Corvis tests waters in turbulent undersea fiber-cable systems market

April 1, 2002

TRENDS

By ROBERT PEASE

With the undersea fiber-cable waters being tossed into turmoil with the financial woes of some major players and claims of overstating-and overbuilding-global capacity requirements, Corvis Corp.'s (Columbia, MD) entry into the market seems a bit out of sync at first glance. However, the company believes its $90-million agreement to acquire Dorsal Networks, a privately held provider of transoceanic and regional undersea optical-network solutions, enables it to capitalize on new undersea-network opportunities.
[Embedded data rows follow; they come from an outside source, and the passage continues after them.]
PR #511, opened 2015-02-20
fix parsing of attribute groups

jmesnil:


controller/src/test/java/org/jboss/as/controller/persistence/PersistentResourceXMLParserTestCase.java
```diff
@@ -0,0 +1,209 @@
...
+                    )
+                    .build();
+        }
+
+        @Override
+        public void readElement(XMLExtendedStreamReader reader, List<ModelNode> list) throws XMLStreamException {
+            xmlDescription.parse(reader, PathAddress.EMPTY_ADDRESS, list);
+        }
+
+        @Override
```
ctomc: no need for this anymore, you should rather extend PersistentResourceXMLParser, where read/write Element methods are hidden.

ctomc: take a look at IOSubsystemParser_1_1 for example

jmesnil: using `PersistentResourceXMLParser` requires to create a `SubsystemMarshallingContext` that itself requires a `XMLExtendedStreamWriter` which can not be created in a simple way using the staxmapper API.

For the purpose of this tests, implementing directly `XMLElementReader` and `XMLElementReader` should be sufficient.

bstansberry:
Thanks!

PR #515, opened 2015-02-23
 [WFCORE-293] : Add EAP 6.2 and 6.3 to versions tested in core-model-test.

ehsavoie:
Updating wildfly-legacy-test version.
Updating transformers for new versions.
Fixing some legacy transformers issues

Jira: https://issues.jboss.org/browse/WFCORE-293


bstansberry:
I had to revert this as the 1.0.0.Alpha5 release was broken:

https://github.com/wildfly/wildfly-legacy-test/blob/1.0.0.Alpha5/spi/interfaces/src/main/java/org/wildfly/legacy/test/spi/Version.java#L29

I tried to whip together an Alpha6 to fix it, but it won't build, as it seems to need a non-existent WildFly core Alpha19.

PR #516, opened 2015-02-23
WELD-1853 Add path com/sun/org/apache/bcel/internal/classfile to sun-jdk system dependency

mkouba:
To improve some error messages Weld attempts to get the line number
associated with a particular class member. Reflection API does not
expose such an info so Weld is analysing the bytecode using the
Apache BCEL inluded in Oracle JDK and OpenJDK.


bstansberry:
What happens on the IVM JDK?

jharting:
(02:39:51 PM) dmlloyd: if the package isn't there in a system dep, it is treated as empty
(02:40:01 PM) dmlloyd: so it won't fail, the module will just have no content

bstansberry:
Sure. I meant what does Weld do when these classes are not available.

My assumption is it handles it gracefully but I figure I should ask.

jharting:
Ah, I see. Yes, Weld uses those classes optionally for better error reporting (member line number in the source file). If those classes are not available, simply less information is given in the error report.

PR #518, opened 2015-02-23
Revert "Use wildfly-legacy-test 1.0.0.Alpha5"

ctomc:
This breaks the build


bstansberry:
The merge history was weird here. This commit was merged after Emmanuel's, and the merge didn't really change anything as Emmanuel's did the upgrade as well.

#519 restores things.

Thanks for figuring out where this Alpha4-SNAPSHOT came from!

PR #523, opened 2015-02-24
WFCORE-552 SaslResource and SaslPolicyResource don't deal with the paren...

ctomc:
...t resource correctly


bstansberry:
Looks good but needs a rebase. Weird; I don't recall anything in this area recently.

PR #528, opened 2015-02-27
https://issues.jboss.org/browse/WFCORE-554 Unintuitive CLI behavior with...

aloubyansky:
... 'rbac' enabled and no security-realm configured on mangement interface

@bstansberry please, review whether that's good enough.

Thanks,
Alexey


bstansberry:
Replaced by #531 which is just this plus a minor edit to the failure message. #531 is merged.

PR #536, opened 2015-03-03
Minor javadoc cleanup.

darranl:


controller/src/main/java/org/jboss/as/controller/registry/Resource.java
```diff
@@ -280,6 +291,8 @@ static ModelNode readModel(final PathAddress address, final Resource resource, f
          * @param address the address the address relative to {@code resource}'s address. Cannot be {@code null}
          * @return the resource the descendant resource. Will not be {@code null}
          * @throws java.util.NoSuchElementException if there is no descendant resource at {@code address}
+         *
+         * @see NoSuchResourceException
```
bstansberry: This PR needs a rebase; probably because of this. It probably conflicts with https://github.com/wildfly/wildfly-core/pull/537 which should have removed the need for this @see tag.

darranl:
Am going to close this PR, it was just intended to be a quick change to get some javadoc comments added.

PR #524, opened 2015-02-24
[WFCORE-542] Added a new utility to work with registering resources and ...

jamezp:
...retrieving models from a deployment resource. Deprecated the previous methods on the DeploymentUtil.

Added a new API to assist with registering and creating resources for a deployments subsystem model. The new API was added as an attachment to the `DeploymentUnit` and the old `DeploymentUnit` methods were deprecated.

Deprecated the `DeploymentModelUtils` as there was a `TODO` to make it package private. Moved the needed methods within the package to the `DeploymentResourceSupport`.

PR #540, opened 2015-03-05
[WFCORE-542] Add ability to check for already registered resources.

jamezp:
An addition to #524 to allow deployments to check whether or not resources have been registered to the deployments subsystem.

### DIFF
--- a/server/src/main/java/org/jboss/as/server/deployment/DeploymentResourceSupport.java
+++ b/server/src/main/java/org/jboss/as/server/deployment/DeploymentResourceSupport.java
@@ -50,6 +50,19 @@ public final class DeploymentResourceSupport {
     }
 
     /**
+     * Checks to see if a subsystem resource has already been registered for the deployment.
+     *
+     * @param subsystemName the name of the subsystem
+     *
+     * @return {@code true} if the subsystem exists on the deployment otherwise {@code false}
+     */
+    public boolean hasDeploymentSubsystemModel(final String subsystemName) {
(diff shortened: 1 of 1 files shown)


server/src/main/java/org/jboss/as/server/deployment/DeploymentResourceSupport.java
```diff
@@ -82,6 +82,47 @@ public ModelNode registerDeploymentSubsystemResource(final String subsystemName,
...
+     *
+     * @param subsystemName the name of the subsystem
+     * @param address       the address to check
+     *
+     * @return {@code true} if the address exists on the subsystem otherwise {@code false}
+     */
+    public boolean hasDeploymentSubModel(final String subsystemName, final PathElement address) {
+        final Resource root = deploymentUnit.getAttachment(DEPLOYMENT_RESOURCE);
+        final PathElement subsystem = PathElement.pathElement(SUBSYSTEM, subsystemName);
+        return root.hasChild(subsystem) && root.getChild(subsystem).hasChild(address);
```
bstansberry: Should this support a null address? Same with the other one, which make support a null or empty address.

jamezp: Probably actually. Since you can register subsystem resources there should be a check for that as well.

bstansberry:
@jperkins go ahead and merge this if the run against full looks ok. (Seems fine so far.)

PR #543, opened 2015-03-06
WFCORE-564 Fix PersistentResourceXMLDescription parser

ctomc:
- it now properly supports mixing attribute groups & wrappers
- add support for multiple resources inside wrapper element
- add option to override also marshaller inside parser definition
- add tests to make sure this works properly

rework internals to not use map<attribute-name, attribute> to properly support multiple groups with same xml names for different attributes

### DIFF
--- a/controller/src/test/java/org/jboss/as/controller/persistence/PersistentResourceXMLParserTestCase.java
+++ b/controller/src/test/java/org/jboss/as/controller/persistence/PersistentResourceXMLParserTestCase.java
@@ -26,73 +26,97 @@ import static org.jboss.as.controller.PersistentResourceXMLDescription.builder;
 import static org.jboss.as.controller.SimpleAttributeDefinitionBuilder.create;
 import static org.junit.Assert.assertEquals;
 
+import java.io.BufferedReader;
+import java.io.IOException;
+import java.io.InputStreamReader;
 import java.io.StringReader;
 import java.io.StringWriter;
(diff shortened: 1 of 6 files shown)


ctomc:
retest this please

ctomc:
unreleated failure.

ctomc:
retest this please

controller/src/test/java/org/jboss/as/controller/persistence/PersistentResourceXMLParserTestCase.java
```diff
@@ -26,73 +26,131 @@
...
+            while ((line = reader.readLine()) != null) {
+                writer.write(line + "\n");
+            }
+        }
+        return writer.toString();
+    }
+
+    public static XMLExtendedStreamWriter createXMLStreamWriter(XMLStreamWriter writer) throws Exception {
+        // Use reflection to access package protected class FormattingXMLStreamWriter
+        // TODO: at some point the staxmapper API could be enhanced to make this unnecessary
```
bstansberry: This shouldn't be necessary any more. But it's fine to clean this up in a separate PR, as there's other code like this.

ctomc: Yeah I know, I have follow up work that contains fix for this, but wanted to get this merged first :)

Corvis will acquire Dorsal in a stock transaction for about 40 million shares of Corvis common stock, excluding the approximate 3% stake in Dorsal that Corvis acquired in a previous agreement. Corvis sees the Dorsal undersea-network offerings as complementary to its own terrestrial DWDM transmission equipment, switching products, and unrepeatered festoon systems, positioning itself to meet carrier needs for a single platform for global backbone networks.
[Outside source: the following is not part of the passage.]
PR #544, opened 2015-03-06
https://issues.jboss.org/browse/WFCORE-582 CLI: ability to load command ...

aloubyansky:
...handlers from the available in the model extensions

The timing of the announcement came just one day after undersea-network giant Global Crossing filed for Chapter 11 in the United States Bankruptcy Court for the Southern District of New York on Jan. 28. On Feb. 12, Carrier1, the pan-European group, followed suit by announcing the company's assets would be liquidated, probably without any recovery for its shareholders.

TyCom Ltd. (Morristown, NJ-formerly Tyco Submarine Systems Ltd.), building the TyCom Global Network (see Lightwave , November 2000, page 1), survived less then two years after its own initial public offering in June 2000. In October 2001, an agreement was announced to bring the company "back into the Tyco International Ltd. corporate structure as a wholly owned subsidiary."

A February report in the The Times (London) business section claimed as much as $500 billion may have been squandered by telecommunications operators on fiber networks, citing undersea cable operations as major contributors to the failing market. In the article, analysts painted a gloomy picture for global networking, stating that the money "invested by telecoms companies in infrastructure worldwide in the past four years might never be recovered by investors, amid evidence that installed fiber-cable systems are being sold for less than 10% of their value."

But despite the gloom and doom scenario of the day for global networking, Corvis intends to vie for a share of the market, which still belongs to the big boys, including Alcatel (Paris), Tyco, KDDI Corp. (Tokyo), NEC Corp. (Tokyo), Fujitsu Ltd. (Tokyo), and Pirelli (Milan, Italy). According to Dave Dunphy, an industry analyst with Current Analysis (Sterling, VA), Corvis isn't likely to make a huge splash with its entry into the submarine systems market, but the importance to the company's own transport market roadmap may be as substantial as it is riddled with hurdles.

"Corvis has decided to make a major move by acquiring its way into a new segment: undersea transport," says Dunphy. "This move enlarges Corvis's addressable market opportunities significantly, but also increases its costs, scope of its focus, and complexity of the business, while giving it another segment to wrestle with, as it considers how best to break into this market from scratch."

However, Dunphy concedes that the move differentiates Corvis by making it an "optical-switching vendor with an end-to-end global optical solution that spans both land and sea." The addition of undersea transport approximately doubles the potential revenue opportunities for Corvis-a more appealing target than that offered by the crowded metro optical markets in the short term.

Corvis views the optical submarine systems market as very large-an addressable market exceeding $6 billion annually-with very few players. By acquiring Dorsal, founded in August 2000, Corvis intends to lure potential customers with a one-stop shop for turnkey integrated global solutions. The company is currently working with a number of customers in lab activities, system and architecture verifications, and requests for purchase.

The company still faces an uphill battle in a global undersea-networking market that has all but come to a halt in terms of build-out, as system operators try to forecast demand and spur new interest in transoceanic routes. There are still lots of big competitors who, once the market stabilizes, will fight ruthlessly to maintain market share.

"Corvis has a cavalier 'this fruit is ripe for the plucking' attitude about entering the undersea transport market-sticking its toe into waters that are home to some big piranha, with relatively little apparent concern," says Dunphy. "Expect these waters to be well defended."

Corvis is poised as a stone-throwing David preparing to battle sword-wielding Goliaths. The smart money may be on the incumbents, but in the tumultuous market of undersea fiber transport, an underdog could emerge, and to the victor go the spoils.